§ **DESCRIPTION OF THE TASK**: Repeat the records. Each line must match exactly.

(Saved entries)
'''
PR #4124, opened 2023-08-25
fix: ensure redux selectors are properly memoized

kathaypacific:
### Description

During the RN upgrade I noticed some errors in the test logs `Selector walletConnectEnabledSelector returned a different result when called with the same parameters. This can lead to new ref. Selectors that return a new reference (such as an object or an array) should be memoized: https://redux.js.org/usage/deriving-data-selectors#optimizing-selectors-with-memoization`. This PR fixes the selectors that were complained about.

### Test plan

n/a

### Related issues

n/a

### Backwards compatibility

Y


MuckT (approved):
LGTM, tested locally on Android an WC is working as expected!

PR #4125, opened 2023-08-25
fix: add default path for jq in xcode script for m1 xcode users

kathaypacific:
### Description

Context: https://valora-app.slack.com/archives/C025V1D6F3J/p1692696050075289

Xcode seems to not be able to find `jq` in the PATH on m1 macs, this change should affect only m1 users.

### Test plan

n/a

### Related issues

n/a

### Backwards compatibility

Y


scripts/xcode_scheme_build_pre_action.sh
```diff
@@ -16,7 +16,9 @@ eval "$(grep -v -e '^#' /tmp/.env-xcode | xargs -I {} echo export \'{}\')"
 
 # Now augment it with network specific "secrets" (not real secrets, just API keys)
 # See https://newbedev.com/how-to-convert-a-json-object-to-key-value-format-in-jq
-jq -r ".${DEFAULT_TESTNET}|to_entries|map(\"\(.key)=\(.value|tostring)\")|.[]" "${SRCROOT}/../secrets.json" >> /tmp/.env-xcode
+# Check if jq exists in the path or use the absolute path
+JQ_CMD=$(command -v jq || echo "/opt/homebrew/bin/jq")
```
silasbw, line 20: i know nothing about mac, but is `/opt/homebrew/bin` the default path to stuff homebrew installed executables?  why isn't it in PATH by default?

silasbw (approved):

scripts/xcode_scheme_build_pre_action.sh
kathaypacific: both @bakoushin and I have added to the PATH, but for some reason xcode does not read from here (e.g. when we build from the command line, there is no problem using `jq` but running the same command in xcode produces problems) - i spent a little time trying to figure out why but didn't find the root cause, and i figure that it's not critical functionality so okay enough to have a quick workaround

PR #4129, opened 2023-08-26
fix(deps): add dotenv as dev dependency for balance and fund task

MuckT:
### Description

The balance and fund task for the e2e test wallet was failing because dotenv was removed as a dev dependency. This PR adds it back; task [failing previously](https://github.com/valora-inc/wallet/actions/workflows/e2e-faucet-balance.yml).

### Test plan

- Tested locally
- Tested in CI

### Related issues

- Fixes [ENG-78](https://linear.app/valora/issue/ENG-78/fix-balance-and-fund-task-for-e2e-tests)

### Backwards compatibility

Yes

### DIFF
--- a/package.json
+++ b/package.json
@@ -251,6 +251,7 @@
     "babel-plugin-module-resolver": "^4.1.0",
     "depcheck": "^1.4.3",
     "detox": "^19.13.0",
+    "dotenv": "^16.3.1",
     "escape-string-regexp": "^1.0.5",
     "eslint": "^7.32.0",
     "eslint-plugin-import": "^2.23.3",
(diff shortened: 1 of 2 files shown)


MuckT:
@kathaypacific as it's only a dev dependency I don't think there's much harm in adding it.

jeanregisser (approved):
👍

kathaypacific:
> @kathaypacific as it's only a dev dependency I don't think there's much harm in adding it.
> 
> > Error: e2e/scripts/fund-e2e-accounts.ts(2,20): error TS7016: Could not find a declaration file for module 'dotenv'. '/home/runner/work/wallet/wallet/node_modules/dotenv/lib/main.js' implicitly has an 'any' type.

i'm not opposed to the general idea but the PR description says that we are putting back something that was wrongly removed. so i wanted to understand how it was wrongly removed / whether it's something we should fix before more dependencies become removed. however i wasn't able to find dotenv as a dependency when the CI job was passing, so i don't think the description is accurate. can we please update the PR description before we merge, since it serves as documentation?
'''
§ **RESPONSE**:
PR #4124, opened 2023-08-25
fix: ensure redux selectors are properly memoized

kathaypacific:
### Description

During the RN upgrade I noticed some errors in the test logs `Selector walletConnectEnabledSelector returned a different result when called with the same parameters. This can lead to new ref. Selectors that return a new reference (such as an object or an array) should be memoized: https://redux.js.org/usage/deriving-data-selectors#optimizing-selectors-with-memoization`. This PR fixes the selectors that were complained about.

### Test plan

n/a

### Related issues

n/a

### Backwards compatibility

Y


MuckT (approved):
LGTM, tested locally on Android an WC is working as expected!

PR #4125, opened 2023-08-25
fix: add default path for jq in xcode script for m1 xcode users

kathaypacific:
### Description

Context: https://valora-app.slack.com/archives/C025V1D6F3J/p1692696050075289

Xcode seems to not be able to find `jq` in the PATH on m1 macs, this change should affect only m1 users.

### Test plan

n/a

### Related issues

n/a

### Backwards compatibility

Y


scripts/xcode_scheme_build_pre_action.sh
```diff
@@ -16,7 +16,9 @@ eval "$(grep -v -e '^#' /tmp/.env-xcode | xargs -I {} echo export \'{}\')"
 
 # Now augment it with network specific "secrets" (not real secrets, just API keys)
 # See https://newbedev.com/how-to-convert-a-json-object-to-key-value-format-in-jq
-jq -r ".${DEFAULT_TESTNET}|to_entries|map(\"\(.key)=\(.value|tostring)\")|.[]" "${SRCROOT}/../secrets.json" >> /tmp/.env-xcode
+# Check if jq exists in the path or use the absolute path
+JQ_CMD=$(command -v jq || echo "/opt/homebrew/bin/jq")
```
silasbw, line 20: i know nothing about mac, but is `/opt/homebrew/bin` the default path to stuff homebrew installed executables?  why isn't it in PATH by default?

silasbw (approved):

scripts/xcode_scheme_build_pre_action.sh
kathaypacific: both @bakoushin and I have added to the PATH, but for some reason xcode does not read from here (e.g. when we build from the command line, there is no problem using `jq` but running the same command in xcode produces problems) - i spent a little time trying to figure out why but didn't find the root cause, and i figure that it's not critical functionality so okay enough to have a quick workaround

PR #4129, opened 2023-08-26
fix(deps): add dotenv as dev dependency for balance and fund task

MuckT:
### Description

The balance and fund task for the e2e test wallet was failing because dotenv was removed as a dev dependency. This PR adds it back; task [failing previously](https://github.com/valora-inc/wallet/actions/workflows/e2e-faucet-balance.yml).

### Test plan

- Tested locally
- Tested in CI

### Related issues

- Fixes [ENG-78](https://linear.app/valora/issue/ENG-78/fix-balance-and-fund-task-for-e2e-tests)

### Backwards compatibility

Yes

### DIFF
--- a/package.json
+++ b/package.json
@@ -251,6 +251,7 @@
     "babel-plugin-module-resolver": "^4.1.0",
     "depcheck": "^1.4.3",
     "detox": "^19.13.0",
+    "dotenv": "^16.3.1",
     "escape-string-regexp": "^1.0.5",
     "eslint": "^7.32.0",
     "eslint-plugin-import": "^2.23.3",
(diff shortened: 1 of 2 files shown)


MuckT:
@kathaypacific as it's only a dev dependency I don't think there's much harm in adding it.

jeanregisser (approved):
👍

kathaypacific:
> @kathaypacific as it's only a dev dependency I don't think there's much harm in adding it.
> 
> > Error: e2e/scripts/fund-e2e-accounts.ts(2,20): error TS7016: Could not find a declaration file for module 'dotenv'. '/home/runner/work/wallet/wallet/node_modules/dotenv/lib/main.js' implicitly has an 'any' type.

i'm not opposed to the general idea but the PR description says that we are putting back something that was wrongly removed. so i wanted to understand how it was wrongly removed / whether it's something we should fix before more dependencies become removed. however i wasn't able to find dotenv as a dependency when the CI job was passing, so i don't think the description is accurate. can we please update the PR description before we merge, since it serves as documentation?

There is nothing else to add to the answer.